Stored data
════════

PR #6205, opened 2024-04-10
feat(sdk): stream logs in `wing test`

### LINKED ISSUE #2096: Stream logs during wing unit tests
### Feature Spec

Currently, you only see the logs from a test after all tests finish. Starting today, logs can now be streamed during `wing test`. For example, suppose we have the following code:

```js
bring cloud;

resource Utils {
  init() {}
  extern "./utils.js" inflight sleep(seconds: num); // implementation omitted
}

let utils = new Utils();
  log("before");
  utils.sleep(1);
  log("after");
}) as "test";
```

Today, if you run `wing test hello.w`, after one second, "before" and "after" logs both be displayed.

Instead, "before" will be printed immediately, and "after" should be printed 1 second later.

### Use Cases

If a test takes several seconds, it's often preferable to show any logs associated with those tests as they're printed, instead of only when the test finishes.

### Implementation Notes

_No response_

### Component

SDK, CLI

### Community Notes

Chriscbr:
This PR introduces log streaming for the `wing test` command is used with the simulator. By default, any `log` statements printed by the user will be automatically streamed while the tests are running. (The first line of each log includes a string identifying which test it's associated with). More granular trace events from the individual resources can be displayed with the `--debug` flag.

The order of logs can vary and they each include timestamps, so the `--no-stream` flag can be passed to fall back to the old output style. This is used within the monorepo in places where we're snapshotting CLI output for catching regressions.

https://github.com/winglang/wing/assets/5008987/02c9e769-f6b6-4b17-8e5f-2418fcee7531

Closes #2096

## Checklist

- [x] Tests added (always)


apps/wing/src/commands/test/test.ts
```diff
@@ -357,9 +364,98 @@ async function runTestsWithRetry(
...
+        const severity = inferSeverityOfEvent(event);
+        const date = new Date(event.timestamp);
+        const hours = date.getHours().toString().padStart(2, "0");
+        const minutes = date.getMinutes().toString().padStart(2, "0");
+        const seconds = date.getSeconds().toString().padStart(2, "0");
+        const milliseconds = date.getMilliseconds().toString().padStart(3, "0");
+        const timestamp = `${hours}:${minutes}:${seconds}.${milliseconds}`;
+        let msg = "";
+        msg += chalk.gray(`[${timestamp}]`);
+        msg += LOG_STREAM_COLORS[severity](` [${SEVERITY_STRING[severity]}]`);
```
MarkMcCulloh, line 449: If !debug, is there more than 1 severity type? If so we can probably leave it out until we have different severities available to the user. It's definitely needed for debug where there are several kinds.

apps/wing/src/commands/test/test.ts
```diff
@@ -357,9 +364,98 @@ async function runTestsWithRetry(
...
+        const pathSuffix = event.sourcePath.split("/").slice(2).join("/");
+        const severity = inferSeverityOfEvent(event);
+        const date = new Date(event.timestamp);
+        const hours = date.getHours().toString().padStart(2, "0");
+        const minutes = date.getMinutes().toString().padStart(2, "0");
+        const seconds = date.getSeconds().toString().padStart(2, "0");
+        const milliseconds = date.getMilliseconds().toString().padStart(3, "0");
+        const timestamp = `${hours}:${minutes}:${seconds}.${milliseconds}`;
+        let msg = "";
+        msg += chalk.gray(`[${timestamp}]`);
```
MarkMcCulloh, line 448: Try this one to see if it's any good. I feel like the timestamp is a little too prominent.

```suggestion
        msg += chalk.dim(`[${timestamp}]`);
```

apps/wing/src/commands/test/test.ts
```diff
@@ -357,9 +364,98 @@ async function runTestsWithRetry(
...
+  }
+  return "verbose";
+}
+
+const SEVERITY_STRING = {
+  error: "ERROR  ",
+  warn: "WARNING",
+  info: "INFO   ",
+  debug: "DEBUG  ",
+  verbose: "VERBOSE",
```
MarkMcCulloh, line 388: The padding looks a little strange inside the brackets, how does it look at the end? i.e. `[VERBOSE]` and `[INFO]   `

apps/wing/src/commands/test/test.ts
```diff
@@ -357,9 +364,98 @@ async function runTestsWithRetry(
...
+        const date = new Date(event.timestamp);
+        const hours = date.getHours().toString().padStart(2, "0");
+        const minutes = date.getMinutes().toString().padStart(2, "0");
+        const seconds = date.getSeconds().toString().padStart(2, "0");
+        const milliseconds = date.getMilliseconds().toString().padStart(3, "0");
+        const timestamp = `${hours}:${minutes}:${seconds}.${milliseconds}`;
+        let msg = "";
+        msg += chalk.gray(`[${timestamp}]`);
+        msg += LOG_STREAM_COLORS[severity](` [${SEVERITY_STRING[severity]}]`);
+        msg += chalk.white(` "${testName}" » /${pathSuffix}`);
```
MarkMcCulloh, line 450: Is it obvious enough that the thing in quotes is the test name? Maybe we could do something else to emphasize it, like chalk.bold

apps/wing/src/commands/test/test.ts
```diff
@@ -357,9 +364,98 @@ async function runTestsWithRetry(
...
+        msg += "\n";
+        msg += chalk.whiteBright(`${event.data.message}`);
```
MarkMcCulloh, line 452: Not a deal breaker, but it'd be nice if we can avoid adding any ansi to the data itself since we could be overriding existing data.

MarkMcCulloh (commented):
Stoked for this. We should check that the output looks legible for the following cases

- long/multiline
- color disabled (e.g. NO_COLOR env set)

apps/wing/src/commands/test/test.ts
Chriscbr: Removed the `chalk.white` stuff

apps/wing/src/commands/test/test.ts
Chriscbr: Changed to bold 👍  looks pretty decent I think

apps/wing/src/commands/test/test.ts
Chriscbr: Done. dim does look a little darker on my screen

apps/wing/src/commands/test/test.ts
```diff
@@ -357,9 +364,102 @@ async function runTestsWithRetry(
...
   const { clean, testFilter, retry } = options;
+
+  let outputStream: SpinnerStream | undefined;
+  if (options.stream) {
+    outputStream = new SpinnerStream(process.stdout, "Running tests...");
+
+    // As of this comment, each Wing test is associated with an isolated environment.
+    // (All resources for test #0 are in root/env0/..., etc.)
+    // This means we can use the environment number to map each environment # to a test name,
+    // so when we receive a trace from the simulator, we can infer which test it's associated with.
```
Chriscbr, line 410: Note: when we want to add tests that share the same resources, it might add some trickiness because it might not be as clear which test a log or event should be associated with.

I imagine if/when we have this kind of capability, we might be able to associate a name with the larger test suite:

```
describe "simple cluster" {
  let r = new redis.Redis();
  
  test "set" { ... }
  test "get" { ... }
}
```

And then all logs can be associated with "simple cluster", or if the tests are run sequentially, we can try and annotate them based on which test is currently logging. Anyway, just food for thought.

tools/hangar/src/compatibility-spy.test.ts
```diff
@@ -8,7 +8,7 @@ compatibilityTestFiles.forEach((wingFile) => {
   test(wingFile, async ({ expect }) => {
     // "@winglang/compatibility-spy" will be installed in the tmpDir
     const platforms = ["sim", "node_modules/@winglang/compatibility-spy/lib"];
-    const args = ["test", "-o", "out.json"];
+    const args = ["test", "-o", "out.json", "--no-stream"];
```
MarkMcCulloh, line 11: Does it break if this flag isn't provided? Streaming logs should still work in a non-tty

apps/wing/src/commands/test/test.ts
Chriscbr: Ah, that's a good question. I think there are some cases. For example, if there are errors happening elsewhere in the stack, I imagine it could be good to surface those to the user by default:

```
bring cloud;
bring util;

let q = new cloud.Queue();

q.setConsumer(inflight (msg: str) => {
  log("Received message: " + msg);
  throw "chaos!";
});

test "setConsumer" {
  q.push("hello", "world");
  util.sleep(1s);
}
```

Here the test passes, but the queue consumer throws errors so they can be shown.

apps/wing/src/commands/test/test.ts
```diff
@@ -357,9 +364,102 @@ async function runTestsWithRetry(
...
+        if (testName === undefined) {
+          // This event is not associated with any test environment, so skip it.
+          return;
+        }
+        if (testFilter && !testName.includes(testFilter)) {
+          // This test does not match the filter, so skip it.
+          return;
+        }
+
+        const pathSuffix = event.sourcePath.split("/").slice(2).join("/");
```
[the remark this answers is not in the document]
Chriscbr: All of the logs/events have information associated with them in the current format (with larger apps and test names with more than one or two words it becomes pretty hard to read if it's all squeezed on one line). Not sure if that answers your question...
```
[09:50:58.162] [VERBOSE] setConsumer » /test:setConsumer/Handler
Initializing sandbox.
[09:50:58.205] [DEBUG]   my first test » /Bucket
Put (key=obj.txt).
[09:50:58.207] [INFO]    my first test » /test:setConsumer/Handler
hello
```

apps/wing/src/commands/test/test.ts
Chriscbr: Added

tools/hangar/src/compatibility-spy.test.ts
Chriscbr: There's a check so the streaming should work in a non-tty - I can try removing it from this test

Chriscbr:
Here are some screenshots of the latest revised formatting. The output is "short" when you run `wing test` without any flags:
Screenshot 2024-04-11 at 1 37 08 PM

and "full" when you run `wing test` with any debug flags:
Screenshot 2024-04-11 at 1 37 30 PM

tools/hangar/src/generated_test_targets.ts
```diff
@@ -78,7 +78,7 @@ export async function testTest(
 ) {
   const fileMap: Record<string, string> = {};
   const platforms = ["sim"];
-  const args = ["test"];
+  const args = ["test", "--no-stream"];
```
MarkMcCulloh, line 81: Is this arg needed for these tests as well?

MarkMcCulloh (approved):

tools/hangar/src/generated_test_targets.ts
Chriscbr: I was going to say yes since I think these tests include snapshots of stdout/stderr, but since the default logs don't include timestamps anymore I'm down to try snapshotting the new format as long as it's stable in CI. One sec...

MarkMcCulloh: Mostly I'm curious if we need to handle anything special if users run wing in CI. Even if we have to sanitize the output we should make sure it generally works/looks as expected in CI.

tools/hangar/__snapshots__/test_corpus/valid/resource.test.w_test_sim.md
```diff
@@ -2,12 +2,12 @@
...
-     └ counter is: 201
-pass ┌ resource.test.wsim » root/env1/test:dependency cycles
-     └ counter is: 201
- 
- 
+[INFO] test | counter is: 201
+[ERROR] dependency cycles | InvokeAsync (payload="foo") failure. Error: Process exited with code null, signal SIGTERM
+[ERROR] dependency cycles | InvokeAsync (payload="foo") failure. Error: Process exited with code null, signal SIGTERM
+pass ─ resource.test.wsim » root/env0/test:test             
+pass ─ resource.test.wsim » root/env1/test:dependency cycles
```
MarkMcCulloh, line 9: Flakey test? I think I've seen an issue with invokeasync  before

Chriscbr: I think I found a fix 🤞

PR #6217, opened 2024-04-11
fix: unable to hit most inflight breakpoints while debugging

### LINKED ISSUE #2546: Add an ability to debug with breakpoints
### Feature Spec

As a developer, I'd love to have the ability to put a breakpoint on winglang code in my IDE, to pause, play, inspect, evaluate and edit variables

### Use Cases

debugging

### Implementation Notes

_No response_

### Component

Development Environment

### Community Notes

### LINKED ISSUE #5986: Debugging inflight function with breakpoint in simulator causes timeout
### I tried this:

Set a breakpoint in a `test`, debug `wing test` and sit at the breakpoint for a minute

### This happened:

Test stops due to timeout

### I expected this:

Not sure, maybe one of these options:
- Much longer default timeout
- No timeout because we're debugging
- Easy way to quicky disable timeouts when debugging

### Is there a workaround?

_No response_

### Anything else?

_No response_

### Wing Version

_No response_

### Node.js Version

_No response_

### Platform(s)

_No response_

### Community Notes

### LINKED ISSUE #5988: Tests must be run multiple times to hit breakpoints when debugging `wing it`
### I tried this:

1. Create file with `test`
2. Set breakpoint inside test
3. Debug `wing it`
4. Run test in UI

### This happened:

Breakpoint was not hit. Running the test again hits the breakpoint.

### I expected this:

_No response_

### Is there a workaround?

_No response_

### Anything else?

_No response_

### Wing Version

_No response_

### Node.js Version

_No response_

### Platform(s)

_No response_

### Community Notes

### LINKED ISSUE #6036: Default debugger for vscode
### Use Case

VSCode can have a default debugger for a given language.
This debugger for wing should start the builtin javascript debugger attached to a new wing cli process. It must handle debugging both preflight and inflight (simulator) for all child processes.

### Proposed Solution

_No response_

### Implementation Notes

_No response_

### Component

_No response_

### Community Notes

MarkMcCulloh:
Fixes #5988
Fixes #2546
Fixes #6036
Fixes #5986

#5988 was a symptom of a deeper issue. In `wing it` or any other command, breakpoints would only work sometimes and depended on the order of inflights in a file and how many there were. The underlying issue is that the sourcemaps are too slow and may not finish loading in time to help the debugger attach breakpoints. At first I made a change in this PR to fix a problem with how esbuild bundles our sourcemaps. On it's own this change made many scenarios work that previously didn't.

That wasn't enough though, so I went through many other options. As part of this, I actually added debugger settings to vscode.

In the end I needed to add a hack where we simply have a small sleep before running inflight code.

TODO:
- [x] Check Windows sourcemaps aren't borked
- [x] Ensure minimal benchmark regression (might skip this process if debugger is not needed)
- [x] A few tests for the remapping logic
- [x] Test locally with a winglib
- [ ] Try to figure out better options than a sleep


libs/wingsdk/src/shared/bundling.ts
```diff
@@ -101,3 +94,100 @@ export function createBundle(
...
+/**
+ * Takes a bundled sourcemap and does the following fixes:
+ * - Normalizes paths in sources and sourceRoot
+ * - Removes duplicate sources and sourcesContent
+ * - Updates mappings to reflect the new source indices
+ *
+ * The duplicate sources come from esbuild's strange handling of multiple files being bundled that point to the same source (e.g. inflights that point to one .w file)
+ * See https://github.com/evanw/esbuild/issues/933
+ */
+function fixSourcemaps(sourcemapData: SourceMap): void {
```
MarkMcCulloh, line 114: if/when we do async esbuild, this would probably be much more efficient as a plugin

libs/wingsdk/src/shared/sandbox.ts
```diff
@@ -47,19 +47,29 @@ export class Sandbox {
       );
     }
 
+    let debugShim = "";
+    if (inspectorUrl?.()) {
+      // If we're debugging, we need to make sure the debugger has enough time to attach
+      // to the child process. This gives enough time for the debugger load sourcemaps and set breakpoints.
+      // See https://github.com/microsoft/vscode-js-debug/issues/1510
+      debugShim =
+        "\n  await new Promise((resolve) => setTimeout(resolve, 25));";
```
MarkMcCulloh, line 56: It's unfortunate that this may have to be the solution since it's arguably an upstream issue. When debugging I think user's are more accepting of some slowness so I may even increase this a little bit.

libs/wingsdk/src/shared/bundling.ts
Chriscbr, line 114: Can we write a small unit test for this?

libs/wingsdk/src/shared/sandbox.ts
```diff
@@ -47,19 +47,29 @@ export class Sandbox {
       );
     }
 
+    let debugShim = "";
+    if (inspectorUrl?.()) {
```
Chriscbr, line 51: Where is this defined? (for my own curiosity)

Chriscbr (approved):

libs/wingsdk/src/shared/sandbox.ts
MarkMcCulloh: [It comes directly from the inspector builtin module](https://nodejs.org/api/inspector.html#inspectorurl), I mapped it from `url` to be less ambigiguous.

════════

» What is being asked
Output only the lines from the top of the entries through the one holding "Today, if you", copied exactly.

» Solution to this exercise
PR #6205, opened 2024-04-10
feat(sdk): stream logs in `wing test`

### LINKED ISSUE #2096: Stream logs during wing unit tests
### Feature Spec

Currently, you only see the logs from a test after all tests finish. Starting today, logs can now be streamed during `wing test`. For example, suppose we have the following code:

```js
bring cloud;

resource Utils {
  init() {}
  extern "./utils.js" inflight sleep(seconds: num); // implementation omitted
}

let utils = new Utils();
  log("before");
  utils.sleep(1);
  log("after");
}) as "test";
```

Today, if you run `wing test hello.w`, after one second, "before" and "after" logs both be displayed.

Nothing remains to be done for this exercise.